The action of both substances helps counteract blood vessel constriction, allowing the vessels to relax and blood pressure to decrease.
Olmesartan medoxomil and Amlodipine Accord is used to treat high blood pressure in patients whose blood pressure is not adequately controlled by olmesartan medoxomil or amlodipine alone.

2. What you must do before taking Olmesartan medoxomil and Amlodipine Accord

Do not take Olmesartan medoxomil and Amlodipine Accord

  • if you are allergic to olmesartan medoxomil or amlodipine, or to a specific group of calcium antagonists, the dihydropyridines, or to any of the other ingredients of this medicine (listed in section 6). If you think you may be allergic, speak with your doctor before taking Olmesartan medoxomil and Amlodipine Accord.
  • if you are more than three months pregnant (it is also advisable to avoid taking Olmesartan medoxomil and Amlodipine Accord in the early stages of pregnancy – see section “Pregnancy and breastfeeding”).
  • if you have diabetes or impaired kidney function and are being treated with a blood pressure-lowering medicine containing aliskiren.
  • if you have severe liver problems, if bile secretion is impaired or its outflow from the gallbladder is blocked (for example, due to gallstones), or if you develop jaundice (yellowing of the skin and eyes).
  • if your blood pressure is very low.
  • if you suffer from inadequate blood supply to tissues with symptoms such as low blood pressure, weak pulse, or rapid heartbeat (shock, including cardiogenic shock). Cardiogenic shock means shock due to serious heart problems.
  • if blood flow from your heart is obstructed (for example, due to aortic narrowing (aortic stenosis)).
  • if you have reduced cardiac output (causing shortness of breath or peripheral swelling) following a heart attack (acute myocardial infarction).

Warnings and precautions
Talk to your doctor or pharmacist before taking Olmesartan medoxomil and Amlodipine Accord.
Consult your doctor if you are taking any of the following medicines used to treat high blood pressure:

  • an ACE inhibitor (for example enalapril, lisinopril, ramipril), particularly if you have kidney problems related to diabetes.
  • aliskiren.

Your doctor may monitor your kidney function, blood pressure, and levels of electrolytes (such as potassium) in your blood at regular intervals.
See also the information under “Do not take Olmesartan medoxomil and Amlodipine Accord”.
Consult your doctor if you also have any of the following health conditions:

  • kidney problems or kidney transplant.
  • liver disease.
  • heart failure or problems with heart valves or heart muscle.
  • severe vomiting, diarrhoea, treatment with high doses of diuretics, or if you are on a low-salt diet.
  • elevated potassium levels in the blood.
  • problems with your adrenal glands (hormone-producing glands located above the kidneys).

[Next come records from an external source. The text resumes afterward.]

PR #1820, opened 2025-06-05
Make joinmv idempotent, and other fixes

linuxsmiths:
## Type of Change

- [ x] Bug fix
- [ ] New feature
- [ ] Other (describe):

## Description

## Checklist

## Related Links
- [Issues](<link>)

### DIFF
--- a/internal/dcache/rpc/server/handler.go
+++ b/internal/dcache/rpc/server/handler.go
@@ -146,7 +146,7 @@ type mvInfo struct {
 	// updated for each request but once the sync completes, in the EndSync handler, we add
 	// mvInfo.reservedSpace to totalChunkBytes thus accounting all the chunks that were copied
 	// to this MV as a result of the sync operations. This means that totalChunkBytes will be
-	// 0 for outofsync MV replicas while it can non-zero for online and even syncing replicas.
+	// 0 for outofsync MV replicas while it can be non-zero for online and even syncing replicas.
 	// syncing MV replicas will have non-zero totalChunkBytes only if there are client writes
 	// during the sync. This will happen if an MV replica went offline during a file write and
 	// a new one had to be picked.
--- a/internal/dcache/rpc/server/handler.go
+++ b/internal/dcache/rpc/server/handler.go
@@ -1803,9 +1803,27 @@ func (h *ChunkServiceHandler) JoinMV(ctx context.Context, req *models.JoinMVRequ
 	// Thrift should not be calling us with nil req.
 	common.Assert(req != nil)
 
+	//
+	// See if it's a new-mv request (and not a fix-mv request)
+	//
+	newMV := false
+	found := false
+	for _, rv := range req.ComponentRV {
+		if rv.Name == req.RVName {
+			// Must be either online for new-mv and outofsync for fix-mv.
+			common.Assert(rv.State == string(dcache.StateOnline) ||
+				rv.State == string(dcache.StateOutOfSync), rv.Name, req.MV, rv.State)
+
+			newMV = (rv.State == string(dcache.StateOnline))
+			found = true
+		}
+	}
+	common.Assert(found, req.RVName, req.MV, rpc.JoinMVRequestToString(req))
+
 	// TODO:: discuss: changing type of component RV from string to RVNameAndState
 	// requires to call componentRVsToString method as it is of type []*models.RVNameAndState
-	log.Debug("ChunkServiceHandler::JoinMV: Received JoinMV request: %v", rpc.JoinMVRequestToString(req))
+	log.Debug("ChunkServiceHandler::JoinMV: Received JoinMV request (newMV: %v): %v",
+		newMV, rpc.JoinMVRequestToString(req))
 
 	if !common.IsValidUUID(req.SenderNodeID) ||
 		!cm.IsValidMVName(req.MV) ||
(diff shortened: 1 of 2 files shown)


jainakanksha-msft (approved):

internal/dcache/rpc/server/handler.go
```diff
@@ -756,6 +804,20 @@ func (mv *mvInfo) refreshFromClustermap() error {
...
+		// following achieves that w/o a clustermap update being forced after degrade-mv.
+		// Note that this is one of those "safe deductions" that we can do while taking the risk of
+		// deviating away from the actual clustermap, but note that clustermap will soon be updated
+		// to reflect it.
+		//
+		if cm.GetRVState(rvName) == dcache.StateOffline && rvState != dcache.StateOffline {
+			log.Warn("mvInfo::refreshFromClustermap: %s/%s state is %s while RV state is offline, marking component RV state as offline",
+				rvName, mv.mvName, rvState)
+			rvState = dcache.StateOffline
+		}
```
souravgupta-msft, line 819: When can we get this scenario?
We get rvState from newRVs list which we get from `cm.GetRVs(mv.mvName)`. So, `cm.GetRVState(rvName)` should be same as the rvState.

internal/dcache/rpc/server/handler.go
```diff
@@ -789,8 +851,9 @@ func (mv *mvInfo) refreshFromClustermap() error {
 		// space changes.
 		//
 		if oldRvNameAndState.State == string(dcache.StateOutOfSync) && rvState == dcache.StateOffline {
-			common.Assert(mv.rv.reservedSpace.Load() >= mv.reservedSpace.Load(),
-				mv.rv.reservedSpace.Load(), mv.reservedSpace.Load())
```
souravgupta-msft, line 793: Why did we remove this assert? We are decrementing the rv's reserved space by the mv's reserved space and we don't want to have reserved space as negative.

internal/dcache/rpc/server/handler.go
```diff
@@ -1740,9 +1803,27 @@ func (h *ChunkServiceHandler) JoinMV(ctx context.Context, req *models.JoinMVRequ
...
+			// Must be either online for new-mv and outofsync for fix-mv.
+			common.Assert(rv.State == string(dcache.StateOnline) ||
+				rv.State == string(dcache.StateOutOfSync), rv.Name, req.MV, rv.State)
+
+			newMV = (rv.State == string(dcache.StateOnline))
+			found = true
+		}
+	}
+	common.Assert(found, req.RVName, req.MV, rpc.JoinMVRequestToString(req))
+
```
souravgupta-msft, line 1822: We should add this code after logging the JoinMV request in L1825.

internal/dcache/rpc/server/handler.go
```diff
@@ -1773,18 +1854,40 @@ func (h *ChunkServiceHandler) JoinMV(ctx context.Context, req *models.JoinMVRequ
...
+		// for an MV and fixMV() sends JoinMV request to each of the outofsync RVs. If one or
+		// more of these fail, the joinMV() will treat it as a failure and not update clustermap.
+		// Next time when fixMV() is called it'll again attempt fixing and again send JoinMV.
+		// Note that for proper handling we need to ensure that the reservedSpace remains
+		// same across both calls. Also if an RV is joined but never used later (maybe joinMV()
+		// picked a new RV in the next iteration), we should time out and undo the reservedSpace.
+		// This one is a TODO.
+		//
+		errStr := fmt.Sprintf("Double join for %s/%s, prev join at: %s, by: %s",
+			req.RVName, req.MV, mvInfo.joinedWhen, mvInfo.joinedBy)
```
souravgupta-msft, line 1868: We can have asserts for `joinedWhen` and `joinedBy` when it is a multiple join scenario.
Also, should we mention "multiple join" instead of "double join" in the log?

internal/dcache/rpc/server/handler.go
```diff
@@ -1773,18 +1854,40 @@ func (h *ChunkServiceHandler) JoinMV(ctx context.Context, req *models.JoinMVRequ
...
-		return &models.JoinMVResponse{}, nil
+		// Refresh our mvInfo state as per the latest clustermap.
+		// This will undo the changes made by the prev incomplete JoinMV, updating mvInfo as if the
+		// previous JoinMV never happened. If refreshFromClustermap() fails, we cannot safely proceed.
+		// For newMV, we won't have the MV in clustermap yet, so no need to refresh.
+		//
+		if !newMV {
+			err := mvInfo.refreshFromClustermap()
+			if err != nil {
+				errStr = fmt.Sprintf("%s, refreshFromClustermap() failed, aborting JoinMV", errStr)
```
souravgupta-msft:
```suggestion
				errStr = fmt.Sprintf("%s, refreshFromClustermap() failed, aborting JoinMV: %v", errStr, err)
```

internal/dcache/rpc/server/handler.go
```diff
@@ -1773,18 +1854,40 @@ func (h *ChunkServiceHandler) JoinMV(ctx context.Context, req *models.JoinMVRequ
...
+				log.Err("ChunkServiceHandler::JoinMV: %s", errStr)
+				common.Assert(false, errStr)
+				return nil, rpc.NewResponseError(models.ErrorCode_InvalidRV, errStr)
```
souravgupta-msft: We should send the error code as InternalServerError instead of InvalidRV here

internal/dcache/rpc/server/handler.go
```diff
@@ -1773,18 +1854,40 @@ func (h *ChunkServiceHandler) JoinMV(ctx context.Context, req *models.JoinMVRequ
...
 		//
-		log.Warn("ChunkServiceHandler::JoinMV: %s is already part of %s, ignoring", req.RVName, req.MV)
-		return &models.JoinMVResponse{}, nil
+		// Refresh our mvInfo state as per the latest clustermap.
+		// This will undo the changes made by the prev incomplete JoinMV, updating mvInfo as if the
+		// previous JoinMV never happened. If refreshFromClustermap() fails, we cannot safely proceed.
+		// For newMV, we won't have the MV in clustermap yet, so no need to refresh.
+		//
+		if !newMV {
+			err := mvInfo.refreshFromClustermap()
```
souravgupta-msft, line 1879: After this block, we are deleting the mvInfo from mvMap. So, what is the use of refreshing the clustermap here?
```
// Remove the MV replica, we will add a fresh one later down.
rvInfo.deleteFromMVMap(req.MV)
mvInfo = nil
```

internal/dcache/rpc/server/handler.go
linuxsmiths: cm.GetRVs(mv.mvName) gives the component RVs so rvState is the component RV state, while cm.GetRVState(rvName) is the state of that RV.

internal/dcache/rpc/server/handler.go
linuxsmiths: the same assert is inside mv.rv.decReservedSpace()

internal/dcache/rpc/server/handler.go
linuxsmiths: rvInfo.getMVInfo() has those asserts
"double join" is better as it emphasizes a join for something already joined.. multiple is not the key

internal/dcache/rpc/server/handler.go
linuxsmiths: we want to update rv.reservedSpace and any other "undo" that it may do.. it's best to behave as if we went back to the clustermap state, before applying the new update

Inform your doctor if you develop severe and prolonged diarrhoea accompanied by significant weight loss. Your doctor will evaluate your symptoms and decide whether to continue this antihypertensive treatment.
As with any medicine that lowers blood pressure, excessive reduction in blood pressure in patients with circulatory disorders of the heart or brain may lead to a heart attack or stroke. Your doctor will therefore carefully monitor your blood pressure.
You must inform your doctor if you think you may be pregnant (or if there is a possibility of becoming pregnant). Olmesartan medoxomil and Amlodipine Accord is not recommended during early pregnancy and must not be taken if you are more than three months pregnant, as it may cause serious harm to the unborn child if taken during this period (see section “Pregnancy and breastfeeding”).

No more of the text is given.